Plans to establish the Toyokawa Navy Arsenal were made in March 1937, along with the Suzuka Naval Arsenal in Mie Prefecture initially for the purpose of supplying 13 mm and 20 mm auto-cannons for the rapidly expanding Imperial Japanese Navy Air Service. The land was acquired in the towns of Toyokawa and Uchikubo and village of Yawata in eastern Aichi Prefecture by July 1938, and construction began on October 1, 1938. The formal opening ceremony for the new facility was held on December 15, 1939. The new plant initially covered 200 hectares, and had 1500 employees.
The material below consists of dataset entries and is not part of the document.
PR #133, opened 2020-04-02
Configurations search features

matteo-pacher:
Added some functionalities to :class:``compas_fab.robots.Robot``:
- ``position_constraint_from_max_reach`` to constrain a specific link within a maximum distance from a point
- ``iter_inverse_kinematics`` to search for a list of configurations, with given constraints (goal states search for planning goal constraints) 
- ``get_links_distance`` to calculate the distance between two robot's links

- [X] New feature in a **backwards-compatible** manner.

### Checklist
- [X] I added a line to the `CHANGELOG.rst` file in the `Unreleased` section under the most fitting heading (e.g. `Added`, `Changed`, `Removed`).
- [X] I have added tests that prove my fix is effective or that my feature works.
- [X] I have added necessary documentation (if appropriate)

### DIFF
--- a/src/compas_fab/robots/robot.py
+++ b/src/compas_fab/robots/robot.py
@@ -1177,9 +1177,9 @@ class Robot(object):
                                                         constraints=constraints,
                                                         attempts=attempts,
                                                         attached_collision_meshes=attached_collision_meshes,
-                                                        full_joint_state=full_joint_state)
+                                                        return_full_configuration=full_joint_state)
                 result_configurations.append(configuration)
-            except BaseException:
+            except:
                 # print("Error code: -31; NO_IK_SOLUTION")
                 pass
 
--- a/src/compas_fab/robots/robot.py
+++ b/src/compas_fab/robots/robot.py
@@ -4,6 +4,8 @@ from __future__ import print_function
 
 import logging
 import random
+from datetime import datetime
+from datetime import timedelta
 
 from compas.geometry import Frame
 from compas.geometry import Scale
@@ -13,11 +15,11 @@ from compas.robots import Joint
 from compas.robots import RobotModel
 
 from compas_fab.robots.configuration import Configuration
+from compas_fab.robots.constraints import BoundingVolume
 from compas_fab.robots.constraints import Constraint
 from compas_fab.robots.constraints import JointConstraint
 from compas_fab.robots.constraints import OrientationConstraint
 from compas_fab.robots.constraints import PositionConstraint
-
 from compas_fab.robots.planning_scene import AttachedCollisionMesh
 
 LOGGER = logging.getLogger('compas_fab.robots.robot')
@@ -400,7 +402,7 @@ class Robot(object):
         """
         configurable_joints = self.get_configurable_joints(group)
         return [j.type for j in configurable_joints]
-    
+
     def get_links_distance(self, link_name_1, link_name_2, group=None):
         return None
 
@@ -834,7 +836,7 @@ class Robot(object):
         ee_link = self.get_end_effector_link_name(group)
         sphere = Sphere(frame_WCF.point, tolerance_position)
         return PositionConstraint.from_sphere(ee_link, sphere)
-    
+
     def position_constraint_from_max_reach(self, target_point, link_name, max_reach, group=None):
         """
         Returns a position constraint for link_name with a sphere around the target point.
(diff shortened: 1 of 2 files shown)


matteo-pacher:
All the changes for this specific PR are in ``src/compas_fab/robots/robot.py``, all the other edits are inherited by the previous `start FULL configuration for planning service calls` PR

src/compas_fab/robots/robot.py
```diff
@@ -911,6 +864,27 @@ def position_constraint_from_frame(self, frame_WCF, tolerance_position, group=No
         sphere = Sphere(frame_WCF.point, tolerance_position)
         return PositionConstraint.from_sphere(ee_link, sphere)
 
+    def position_constraint_from_max_reach(self, target_point, link_name, max_reach, group=None):
```
romanarust, line 867: I don't get the added value of this function. The only difference to `position_constraint_from_frame` is that you can pass the link name. If that is desired, than I'd suggest to rather add an optional parameter to `position_constraint_from_frame`.
Additionally, the scaling happens only before the planning request and should stay there.

If you found out that the way the scaling on a `Sphere` is wrong, please fix or raise an issue on COMPAS.

src/compas_fab/robots/robot.py
```diff
@@ -1076,30 +1050,141 @@ def inverse_kinematics(self, frame_WCF, start_configuration=None,
...
+        else:
+            # sort values for group configuration
+            joint_state = dict(zip(joint_names, joint_positions))
+            group_joint_names = self.get_configurable_joint_names(group)
+            values = [joint_state[name] for name in group_joint_names]
+            configuration = Configuration(values, self.get_configurable_joint_types(group), group_joint_names)
+
+        return configuration.scaled(self.scale_factor)
+
+    def iter_inverse_kinematics(self,
```
romanarust, line 1071: This function looks very specific to your problem.

src/compas_fab/robots/robot.py
```diff
@@ -453,21 +403,53 @@ def get_configurable_joint_types(self, group=None):
         configurable_joints = self.get_configurable_joints(group)
         return [j.type for j in configurable_joints]
 
+    def get_links_distance(self, configuration, link_name_1, link_name_2, group=None):
```
romanarust, line 406: similar here, this is a convenience function, of which I don't see the point of adding to the library.

src/compas_fab/robots/robot.py
gonzalocasas: I was also confused about this at first, but I was chatting with @matteo-pacher and I think it actually makes a lot of sense. The naming of these functions is still to be discussed, in few words, the goal of this was to build a constraint that uses a sphere to achieve an arm position that is fully stretched (ie close to singularity). I think it's a very clever approach to  tackle the problem.

@matteo-pacher perhaps you could expand this explanation on the PR description (maybe adding a few images) to show how this is supposed to work.

romanarust:
fixed the sphere scaling in https://github.com/compas-dev/compas/commit/9ec96151627ee2148378f3986309cf1ca525b246

src/compas_fab/robots/robot.py
```diff
@@ -1014,6 +1068,114 @@ def inverse_kinematics(self, frame_WCF, start_configuration=None,
 
         return configuration.scaled(self.scale_factor)
 
+    def iter_inverse_kinematics(self,
```
gonzalocasas, line 1071: Here, one issue is that `iter_*` functions should return iterators, not the blocking behavior implemented here.

gonzalocasas: This function, as it stands right now, it's not composable because it calls `position_constraint_from_max_reach` internally, which, as @romanarust points out, it's specific to your problem. But if you shuffle things around a little bit, and it will become much more usable.

A quick draft of what I would have expected of this function is this:
```python
def iter_inverse_kinematics(self, ....., max_iterations):
   for i in range(max_iterations):
      yield self.inverse_kinematics(...)
```

This would call ik for a max of the `max_iterations` parameter, but can also be used as a proper iterator, but breaking at the first acceptable result from the calling side will stop the calls from occurring (instead of having to wait for all the iterations to finish). That puts the calling code in control.

Obviously calling repeatedly IK only makes sense in some cases (redundant robot, or random seed).

src/compas_fab/robots/robot.py
```diff
@@ -1014,6 +1068,114 @@ def inverse_kinematics(self, frame_WCF, start_configuration=None,
...
+                configuration = self.inverse_kinematics(frame_WCF,
+                                                        start_configuration=start_configuration,
+                                                        group=group,
+                                                        avoid_collisions=avoid_collisions,
+                                                        constraints=constraints,
+                                                        attempts=attempts,
+                                                        attached_collision_meshes=attached_collision_meshes,
+                                                        full_joint_state=full_joint_state)
+                result_configurations.append(configuration)
+            except BaseException:
```
gonzalocasas, line 1170: This should never be done, catching and passing `BaseException` will hide a lot of problems that should not be hidden.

However, as the Second Sino-Japanese War quickly evolved into World War II, the demand for arms and ammunition increased. The Toyokawa Naval Arsenal expanded its facilities to 330 hectares in 1940. The northern 60 percent was devoted to the production of gunpowder and ammunition, and the southern 40 percent of the area was devoted to machining and assembly work, especially for the Type 92 7.7 mm aircraft gun and the Type 99 20mm aircraft cannon. In addition to aircraft weapons, the Toyokawa Navy Arsenal also produced optical equipment such as rangefinders and binoculars.

By February 1945, the plant employed 56,400 workers, including over 6000 school children who had been conscripted into working at the plant by the Japanese military. The plant also included its own water and gas facilities and dormitories for workers.

Despite its obvious military significance, the Toyokawa Navy Arsenal was not bombed until the very last stages of World War II. On the morning of 7 August 1945, 135 B-29 Superfortress bombers of the USAAF 20th Air Force, 58th 73rd, 313th, and 314th Bombardment Wings launched from Guam, Saipan and Tinian. They were joined by 48 P-51 Mustang escort fighters deployed from Iwo Jima. Arriving over the target area at 10:13 AM, twelve B-29s bombed the Toyokawa Naval Arsenal, while the remaining bombers concentrated on Toyokawa’s civilian population center, and the P-51s strafed targets of opportunity. A total of 3,256 500-lb bombs (813 tons) was dropped on city from an altitude of 15,000 – 17,000 feet. Civilian casualties estimates range from 2,544 to 2,677 people killed, including several hundred women and 452 schoolchildren, who had been conscripted to work at the Toyokawa Navy Arsenal by the Japanese military.

After World War II, the site of the former Toyokawa Navy Arsenal was developed into a large industrial complex, with a small portion given over to the JGSDF Camp Toyokawa. A large railway carriage factory operated by the Japan National Railway (JNR) is currently operated by Nippon Sharyo, and several other industries also operate on the site.